My country, right or wrong. If right, to be kept right, if wrong, to be set right.
The second part of that phrase tends to be forgotten by some.
You know the type. He loves his country. He loves the people of his country. He loves the ruler of his country. But if serving his country’s ruler ever came at the expense of his country or its people, he’d follow orders. For no adequately explained reason, doing the legal thing is more important to him than doing the right thing. Even if millions of his people have died in wars fought for reasons only the rulers care about, and are still dying around him, even if his country’s ruler has outright said he aims to summon Not Satan and bring about eternal night and destroy the world. Even if you’re a protagonist with a huge army that could easily kill the final boss, and he could join you and help set his country right, maybe even take over afterwards…
Your army probably even already has somebody from the Evil Army Of Evil who was forgiven of all his crimes and recruited mid-war! Maybe two, or three somebodies from that evil army! Why would they have nothing to say about an enemy general who would rather “die honourably” for team evil than risk death trying to oppose it? Why would they have anything positive to say about it?
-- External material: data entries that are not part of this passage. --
PR #3506, opened 2017-10-25
Vanish coming soon pages for unscheduled editions

rubenarakelyan:
This commit changes the current behaviour of publishing a “410 Gone” item for a “coming soon” when its associated scheduled publication is unscheduled. Now it will remove the item completely which will result in a “404 Not Found” error.

404 is correct here since nothing has been published yet, and so nothing has “gone”.

Trello: https://trello.com/c/BinSjhTs/261-update-logic-for-removing-coming-soon-pages

### DIFF
--- a/app/workers/publishing_api_vanish_worker.rb
+++ b/app/workers/publishing_api_vanish_worker.rb
@@ -1,0 +1,12 @@
+class PublishingApiVanishWorker < PublishingApiWorker
+  def perform(content_id, locale)
+    Services.publishing_api.unpublish(
+      content_id,
+      type: "vanish",
+      locale: locale
+    )
+  rescue GdsApi::HTTPNotFound, GdsApi::HTTPUnprocessableEntity
+    # nothing to do here as we can't unpublish something that doesn't exist
+    nil
+  end
+end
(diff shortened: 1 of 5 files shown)


app/workers/publishing_api_vanish_worker.rb
```diff
@@ -0,0 +1,12 @@
+class PublishingApiVanishWorker < PublishingApiWorker
+  def perform(content_id, locale)
+    Services.publishing_api.unpublish(
+      content_id,
+      type: "vanish",
```
cbaines: From what I remember about the intention behind supporting this as an unpublishing type, it was about removing sensitive content from the site.

From the commit message, I gather that this is about getting a 404, rather than a 410, but whatever content has been published was still published. Is there something odd about the content that is being unpublished here?

rubenarakelyan: To clarify, this makes the "coming soon" page a 404 because the content that was coming soon was never published. So the content itself isn't there, and it doesn't make sense for the page that was announcing some upcoming content to be replaced with a 410.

It’s like the author wants a tragic scene where “war is bad” and you’re forced to kill someone “good” on the enemy team so you feel bad, there might even be sad music playing, but if your only choices are to die at the hands of dictators or serve them or surrender to them or kill them, you must kill dictators, that is your moral responsibility, your obligation. It’s what separates you from the dictators and their pawns and their enablers. An argument could be made that a farmer in Devilsburg shouldn’t be beheaded for being a farmer when it was ruled by devil worshippers, as he had to feed his family one way or another, but can somebody in the Demon Corps of Devilsburg helping them kill babies and conquer other nations to steal the eight Destiny Stones and help Lord Darkhon destroy the universe really claim they’re innocent? Dictators are nothing without order-following enforcers willing to get their hands dirty and die for evil causes. What is an army when most of its forces desert or join the resistance, and those who remain are too afraid to go after the armed friends and families of those who refuse to serve?
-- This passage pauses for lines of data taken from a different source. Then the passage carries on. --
PR #3507, opened 2017-10-25
Delete previously gone coming soon content items

rubenarakelyan:
These content items were previously unpublished in https://github.com/alphagov/whitehall/pull/3483 with a 410 Gone status. This commit deletes them completely from the content-store so that they return a 404 Not Found error instead. This is because these items referred to content that was never published, therefore it doesn’t make sense to show a 410 error.

Trello: https://trello.com/c/pJ6TWbCV/262-update-unpublished-coming-soon-pages-with-404-http-responses


rubenarakelyan:
As a note, I have copied the array of items from the previous PR and have kept the base paths and dates although they are not used for reference purposes so that we know that the content IDs refer to.

PR #3509, opened 2017-10-25
Reslug digital-data-and-technology-professions

gpeng:
Apparently shouldn't have the last 's'.


gpeng:
I noticed after deploying this that updating `organisations.name` doesn't actually change the name displayed on the page. This uses `organisations.logo_formatted_name`. This was fixed in the console.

If the villain who serves evil because “He’s my king, what am I supposed to do, stop being a Monarchist?” is supposed to be seen as a hypocrite with a bad excuse for putting the whims of the King over the needs of people that should matter more to him than an old tyrant’s feelings, fine, let somebody come right out and say it. But if he’s supposed to be a flawed person doing bad things for flawed reasoning, at least one character should say it to his face so we can see what happens. When a hero goes along with it and says “You’re so noble and honourable, a true gentleman, right up until the end!” and lets him face death with a clear conscience after dying trying to kill humanity’s last hope for a better world, maybe even humanity’s last hope for there to be any world to save, it feels… off.
Somebody on the ground floor of a conflict between nations over water or land or resources can probably tell himself “I’m the hero of my own story” with a straight face. But when that country he’s killing for is cartoonishly evil, and ruled by cartoonishly evil worshippers of cartoonishly evil monsters? I don’t know, man. Feels like a bit of a stretch to pretend he doesn’t bear part of the blame of the nation he chooses to aid in its quest to conquer all, or worse, eliminate all.
Anybody here remember Advance Wars: Days Of Ruin aka Advance Wars: Dark Conflict? That game handled the idea of an evil enemy general better. You know, the old guy. He wasn’t even evil, he was just doing what was right for his country. You were working for the evil general, it was great, and he went and betrayed your trust and killed that guy for honourably surrendering with the expectation that his men (those who didn’t die fighting) would be spared and treated humanely. Then you turned on the evil general to protect the team blue people, it was great. Wasn’t the whole red team vs blue team conflict the fault of the evil general or evil doctor behind it all anyway? That worked. No jarring moment of crying over one dead soldier after cutting down hundreds while levelling up and quipping.
This trope CAN work if there are two countries that come into conflict for logical reasons. This trope CAN work if the whole point of the story is that the people on all sides of the conflict are people and the real darkness was the curse of hatred and the cycle of revenge and there is no objectively evil dark cult of doom out to destroy the world. This trope CAN work if the villain working for team evil is supposed to look like more of a coward than anybody who already swapped sides to join the hero. But after seeing so many stories try to recreate this moment without putting in the work to make it make sense, I have to wonder, why? Any named character you cut down in the name of saving the world from an evil cult’s objectively evil world-ending plans isn’t guaranteed more emotion and consideration from the viewer than the fifty-something unnamed grunts he had march to their deaths against you before you got to him and took him out to get the chance to spare any men and women under him.